Toda la maleza de la superficie de piedra había sido quitada, la madera del trampolín restaurada y la elegante balaustrada de piedra caliza se veía por todo el jardín. También arrancaron el denso boj y aparecieron más sillas y mesas de hierro donde había estado el arbusto. Los escalones de piedra del porche lateral, cerrado con una malla mosquitera, también quedaron a la vista. De modo que quedaba claro que antes de la época de Deirdre había sido un porche abierto. Otra vez se podía salir por los ventanales laterales del salón y bajar al jardín.
—¿Crees que podrás separarte de la casa? —preguntó ella, mientras le lanzaba las llaves del coche—. ¿Por qué no conduces tú?
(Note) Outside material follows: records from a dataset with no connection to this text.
PR #9992, opened 2024-08-13
fix: send imip when importing an event in mail

kesselb:
## Summary

An iMIP message for attendees is only generated when updating an existing event (cf. https://github.com/nextcloud/3rdparty/blob/ea2fabbd358c9e0f9dae43bcb242b0cf8ee0d178/sabre/vobject/lib/ITip/Broker.php#L245-L254).

To also trigger an iMIP message from mail, we first import then event and update the attendance status afterward.

## How to test

- Send an imip message from an external party (e.g. google calendar) to your email
- Click "accept"
- The event is added to your calendar, but the organizer does not get a response.

### DIFF
--- a/src/components/Imip.vue
+++ b/src/components/Imip.vue
@@ -69,30 +69,32 @@
 		<template v-if="isRequest && userIsAttendee">
 			<div v-if="!wasProcessed && eventIsInFuture && existingEventFetched"
 				class="imip__actions imip__actions--buttons">
-				<ButtonVue type="secondary"
-					:loading="loading"
+				<NcButton type="secondary"
+					:disabled="loading"
 					:aria-label="t('mail', 'Accept')"
 					@click="accept">
 					{{ t('mail', 'Accept') }}
-				</ButtonVue>
-				<ButtonVue type="tertiary"
-					:loading="loading"
+				</NcButton>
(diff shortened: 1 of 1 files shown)


src/components/Imip.vue
```diff
@@ -414,44 +414,60 @@ export default {
...
-				logger.error('Failed to save event to calendar', {
-					error,
-					attendee,
-					calendar,
-					vEvent,
-					vCalendar,
-					existingEvent: this.existingEvent,
-				})
-			} finally {
-				this.loading = false
```
ChristophWurst, line 445: I liked unsetting loading in finally because this was it is ensured that the reset happens even on error

miaulalala (approved):

src/components/Imip.vue
kesselb: I still reset, just a few lines later. We have two try-catch blocks now, and both are wrapped in an if statement. First the loading state is enabled, then one or both try-catch statements run, and last the loading state is disabled. 

The current loading state does not work because ButtonVue (an alias for NcButton) has no property called "loading". I've changed the code to disable the button and added the loading icon to the right.

ChristophWurst (approved):

PR #10000, opened 2024-08-14
feat(deps): Add Nextcloud 31 support

nickvergessen:

### DIFF
--- a/appinfo/info.xml
+++ b/appinfo/info.xml
@@ -34,7 +34,7 @@ The rating depends on the installed text processing backend. See [the rating ove
 
 Learn more about the Nextcloud Ethical AI Rating [in our blog](https://nextcloud.com/blog/nextcloud-ethical-ai-rating/).
 	]]></description>
-	<version>4.0.0-beta.2</version>
+	<version>4.1.0-dev.0</version>
 	<licence>agpl</licence>
 	<author homepage="https://github.com/ChristophWurst">Christoph Wurst</author>
 	<author homepage="https://github.com/GretaD">GretaD</author>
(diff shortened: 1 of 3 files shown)


kesselb (approved):

kesselb:
Lowered min-version to 30

appinfo/info.xml
```diff
@@ -34,7 +34,7 @@ The rating depends on the installed text processing backend. See [the rating ove
 
 Learn more about the Nextcloud Ethical AI Rating [in our blog](https://nextcloud.com/blog/nextcloud-ethical-ai-rating/).
 	]]></description>
-	<version>4.0.0-alpha.3</version>
+	<version>5.0.0-dev.0</version>
```
kesselb, line 37: Check with Christoph if we want to go with 5.0.0 or 4.1.0

kesselb (changes requested):

appinfo/info.xml
ChristophWurst: 4.1 as long as we keep 30 as min

kesselb (approved):

appinfo/info.xml
```diff
@@ -34,7 +34,7 @@ The rating depends on the installed text processing backend. See [the rating ove
 
 Learn more about the Nextcloud Ethical AI Rating [in our blog](https://nextcloud.com/blog/nextcloud-ethical-ai-rating/).
 	]]></description>
-	<version>4.0.0-beta.2</version>
+	<version>4.1.0-dev.0</version>
```
ChristophWurst, line 37: can we use alpha? I think the versions are sorted alphabetically. If we start with dev we can only go to RC and not to alpha or beta

PR #10007, opened 2024-08-19
fix:flagged icons position

GretaD:
before list layout:
Screenshot from 2024-08-19 10-01-39

after
Screenshot from 2024-08-19 09-49-25

### DIFF
--- a/src/components/Envelope.vue
+++ b/src/components/Envelope.vue
@@ -937,7 +937,7 @@ export default {
 	// In message list, but not the one in the action menu
 	&.app-content-list-item-star {
 		background-image: none;
-		left: 4px;
+		left: 5px;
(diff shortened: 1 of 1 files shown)


src/components/Envelope.vue
```diff
@@ -989,6 +990,9 @@ export default {
 		opacity: .1;
 	}
 }
+.one-lie.junk-icon-style {
```
ChristophWurst, line 993: Liar

ChristophWurst (changes requested):

src/components/Envelope.vue
GretaD: :woman_facepalming:

ChristophWurst (approved):

PR #10009, opened 2024-08-19
Composer, RecipientListItem: make long recipients clip and subject unconstrained

GVodyanov:
Fix https://github.com/nextcloud/mail/issues/9917#issuecomment-2296234952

Me parece que te pongo nervioso.
—Sólo cuando te saltas los semáforos y los stops a toda velocidad —respondió él—. Lo que me pone nervioso son las dos infracciones juntas.
—De acuerdo, guapo, mientras llegues en sólo cuatro horas…
Michael echó un último vistazo a la casa. La luz aquí era como la de Florencia, en eso Rowan tenía razón. Contempló la alta fachada sur que le hizo pensar en los palacios italianos. Todo marchaba tan bien, tan maravillosamente bien…
Sintió un extraño dolor en su interior, una punzada de tristeza y felicidad pura.
«Estoy aquí, de verdad estoy aquí —pensó en silencio—. No estoy soñando con este lugar desde lejos, sino aquí mismo». Las visiones parecían distantes, pálidas, irreales. Hasta ahora no había vuelto a verlas.
Pero Rowan y las blancas playas del sur esperaban. Recobraría otro trozo de su maravilloso viejo mundo. De pronto se le ocurrió que sería delicioso hacer el amor con ella en otra cama.